What a deliciously over-the-top but painfully true sentence. I didn't think it was possible to get 'flubby' so close to 'Hapsburgian'.

John Cougar Lunchbucket
Mar 12 2013 11:56 AM
Re: Santana and the club

Great sentence, though Diamond Dave could do without the three-and-half-paragraph lead-in. Geez.

G-Fafif
Mar 12 2013 03:14 PM
Re: Santana and the club

Baseball team "officials" and "insiders" are certainly a chatty bunch. And Martino and his fellow scamps make for quite the row of clucking hen gossip columnists.

I doubt Santana will be booed on Opening Day, mostly because he seems destined for that purgatory known as Extended Spring Training. I doubt he'd be booed with any force anyway. That June 1 performance yielded a vast reservoir of goodwill and most of this spring's "controversy" has been B-level stuff. If the worst Johan does is answer questions in taciturn fashion, he's not going to stoke enough of a fire to resonate on a mass scale, a few vocal cranks notwithstanding.

seawolf17
Mar 12 2013 03:25 PM
Re: Santana and the club

Anyone who fucking boos Johan Santana on Opening Day gets not only their fan card revoked, but also kicked in the nuts. Honestly, if I was a free agent, I'd never sign here.

Edgy MD
Mar 12 2013 04:45 PM
Re: Santana and the club

Lucas Duda kicks anyone who boos in the nuts.

Zvon
Mar 12 2013 07:19 PM
Re: Santana and the club

This situation with Santana is one of those things that could have been and should have been avoided. If Sandy's comments about Johan not being in shape were supposed to be motivating (I hope this was the case as opposed to intentionally alienating in preperation for a mid season trade) they certainly did that. To the point of anger and an emotionally juvinile response(Santana throwing off a mound earlier than scheduled) from Johan. I don't like this type of monkey business. Sandys a smart man. He should know there are times when its better off not to say anything. This was one of those times. This should have been a private matter between the team and the player.

Ashie62
Mar 13 2013 04:52 PM
Re: Santana and the club

Collins says Johan not even close to mound..25 million in the toilet.
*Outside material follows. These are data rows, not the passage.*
PR #64, opened 2024-03-05
Updated the ImageGrid and DataSession View to show output images

jnation3406:
CAROLINA WAKE UP and review this PR!!!

I'm not going to include a video, you can run it locally if you want. It adds the output images to the DataSession view, and it refactors the ImageGrid a bit to work generically with operation file inputs (not just those with key "input_files"), shows the operation that the image is from with operation Index in the upper right corner of the image (if it is output of an operation), and selection/image input is changed so that the correct image payload is sent to the server on selection. Also datasession view images can be filtered when clicking on an operation now.

There are so many changes because I had to run the auto-formatting on the files since it got mad that I dared to use spaces instead of tabs...

### DIFF
--- a/src/components/DataSession/DataSession.vue
+++ b/src/components/DataSession/DataSession.vue
@@ -1,5 +1,5 @@
 <script setup>
-import { defineEmits, defineProps } from 'vue'
+import { ref, defineEmits, defineProps, onMounted, watch } from 'vue'
 import OperationPipeline from './OperationPipeline.vue'
 import { fetchApiCall, handleError } from '../../utils/api'
 import { calculateColumnSpan } from '../../utils/common'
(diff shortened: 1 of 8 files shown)


src/components/DataSession/DataSession.vue
```diff
@@ -15,11 +15,78 @@ const props = defineProps({
...
+      filteredImages.value = images.value
+    }
+    else {
+      filteredImages.value = images.value.filter(image => image.operationIndex == operationIndex)
+    }
+  }
+}
 
 async function addOperation(operationDefinition) {
+<<<<<<< HEAD
```
capetillo: Delete please : )

src/components/DataSession/DataSession.vue
```diff
@@ -15,11 +15,78 @@ const props = defineProps({
...
+    }
+  }
+
+  // first operation doesn't load unless this is here
+  function postOperationSuccess() {
+    emit('reloadSession')
+  }
+
+  await fetchApiCall({ url: url, method: 'POST', body: operationDefinition, successCallback: postOperationSuccess, failCallback: handleError })
+=======
```
capetillo: Delete please : )

src/components/DataSession/DataSession.vue
```diff
@@ -31,36 +98,40 @@ async function addOperation(operationDefinition) {
   function postOperationSuccess(){
     emit('reloadSession')
   }
-	
+
   await fetchApiCall({url: url, method: 'POST', body: operationDefinition, successCallback: postOperationSuccess, failCallback: handleError})
+>>>>>>> fc904be8a779bf6f16316b0b95400427e2660111
```
capetillo: Delete again please

capetillo (commented):
Some left out comments and will need to talk to you to understand all of these changes thank u

src/components/DataSession/DataSession.vue
```diff
@@ -15,52 +15,107 @@ const props = defineProps({
...
 
+watch(() => props.data, () => {
+  props.data.operations.forEach((operation, index) => {
+    operationMap[operation.id] = index
+  })
+}, { immediate: true })
+
+
+onMounted(() => {
+  images.value = [...props.data.input_data]
```
LTDakin, line 98: setting these at lines 18 and 19 as arguments to the ref should be functionally the same

src/components/DataSession/DataSession.vue
```diff
@@ -15,52 +15,107 @@ const props = defineProps({
...
+  function postOperationSuccess() {
     emit('reloadSession')
   }
-	
-  await fetchApiCall({url: url, method: 'POST', body: operationDefinition, successCallback: postOperationSuccess, failCallback: handleError})
+
+  await fetchApiCall({ url: url, method: 'POST', body: operationDefinition, successCallback: postOperationSuccess, failCallback: handleError })
 }
 
+watch(() => props.data, () => {
```
LTDakin, line 90: watching objects can be expensive for vue, if you're only using the operations property here I think watching that property itself would work https://vuejs.org/guide/essentials/watchers.html#deep-watchers (second example ()=> state.someObject, state.someObject by itself won't work though it needs to be a getter which is what the anonymous function essentially is)

LTDakin (commented):
Just some small optimization things, otherwise nice job

LTDakin (approved):
lgtm

PR #66, opened 2024-03-06
Chore/unselect images

capetillo:
## CHORE: Unselect selected images
**NOTE** 
Eslint was making me change some files so I did that. The only file you should be looking at is `ProjectView`

**Background:**
When the user would select images and add them to a session, the selected images would remain selected. This has now been fixed.

**Implementation**
Added `onUnmounted` and committed `selectedImages` to have a value of an empty array. 

### Visuals
**Navigating from Project View to Data Session View and back**

https://github.com/LCOGT/datalab-ui/assets/54489472/7b98962e-e94a-49ed-9b52-c9437cb88b2d

### DIFF
--- a/src/App.vue
+++ b/src/App.vue
@@ -8,29 +8,29 @@ const loadedConfig = computed(() => store.state.isConfigLoaded)
 
 // loading config  when app first mounts
 onMounted(async () => {
-	try {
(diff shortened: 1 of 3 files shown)


LTDakin (approved):
if I'm not missing anything the change is line 163 and 164. If so then looks good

But it will jump start Wheeler...PROGESS!!!

Ashie62
Mar 13 2013 04:54 PM
Re: Santana and the club

seawolf17 wrote:
Anyone who fucking boos Johan Santana on Opening Day gets not only their fan card revoked, but also kicked in the nuts. Honestly, if I was a free agent, I'd never sign here.
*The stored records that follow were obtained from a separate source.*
PR #67, opened 2024-03-06
Style/image analysis

LTDakin:
Styled the Image Analysis component to match the rest of site as well as not overflow vertically on small screens 

ignore linting changes to RegistrationView.vue

Screenshot 2024-03-05 at 4 51 05 PM


capetillo (commented):
Being slightly nit-picky here: can you make the font: 
font-family: 'Open Sans', sans-serif;
and make the font of Details and the title of the image all capitals. You can do this by adding the property: 
text-transform: uppercase

mgdaily (approved):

What if he gets booed in Port St. Lucie til June?

RealityChuck
Mar 14 2013 06:54 AM
Re: Santana and the club

The media searches for stories, and if there's no story, they speculate. Santana gets a little pissed (maybe), but he's a adult. He may get pissed, but he is mature enough not to carry a grudge about it.
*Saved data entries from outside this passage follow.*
PR #357, opened 2025-08-17
Add support for C++20 modules

mikomikotaishi:
This pull request adds support for C++20 modules, as well as puts all symbols in the inlined namespace `rtmidi`. This change does not break any existing code, but allows symbols to be optionally accessed through the namespace `rtmidi` in addition to the global namespace. The module itself is imported using `import rtmidi;` and is enabled with the build macro `RTMIDI_BUILD_MODULES`.


mikomikotaishi:
I think it might be worth looking in to having the inline namespace be optional, so with a compiler flag it could be a mandatory namespace for those who want the symbols strictly outside of the global namespace

mikomikotaishi:
May I please get a response or some kind of feedback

The media assume all ballplayers are two-year-olds. Look at the articles on Wheeler being sent down: everyone who knew anything about the situation knew that was inevitable. Yet the coverage made it seem like Wheeler was massively disappointed and upset that he didn't get the chance to prove himself. The reporters concentrated on one or two colorful quotes and probably didn't reflect Wheeler's true feelings and made it look like he was pissed at the team for doing this.

So the Santana "story" is more of the same: taking out of context the issues that make it a more interesting story.

LeiterWagnerFasterStrongr
Mar 14 2013 10:10 AM
Re: Santana and the club

Plus, it's a longer spring than usual, so... same old Spring Training BS, only moreso.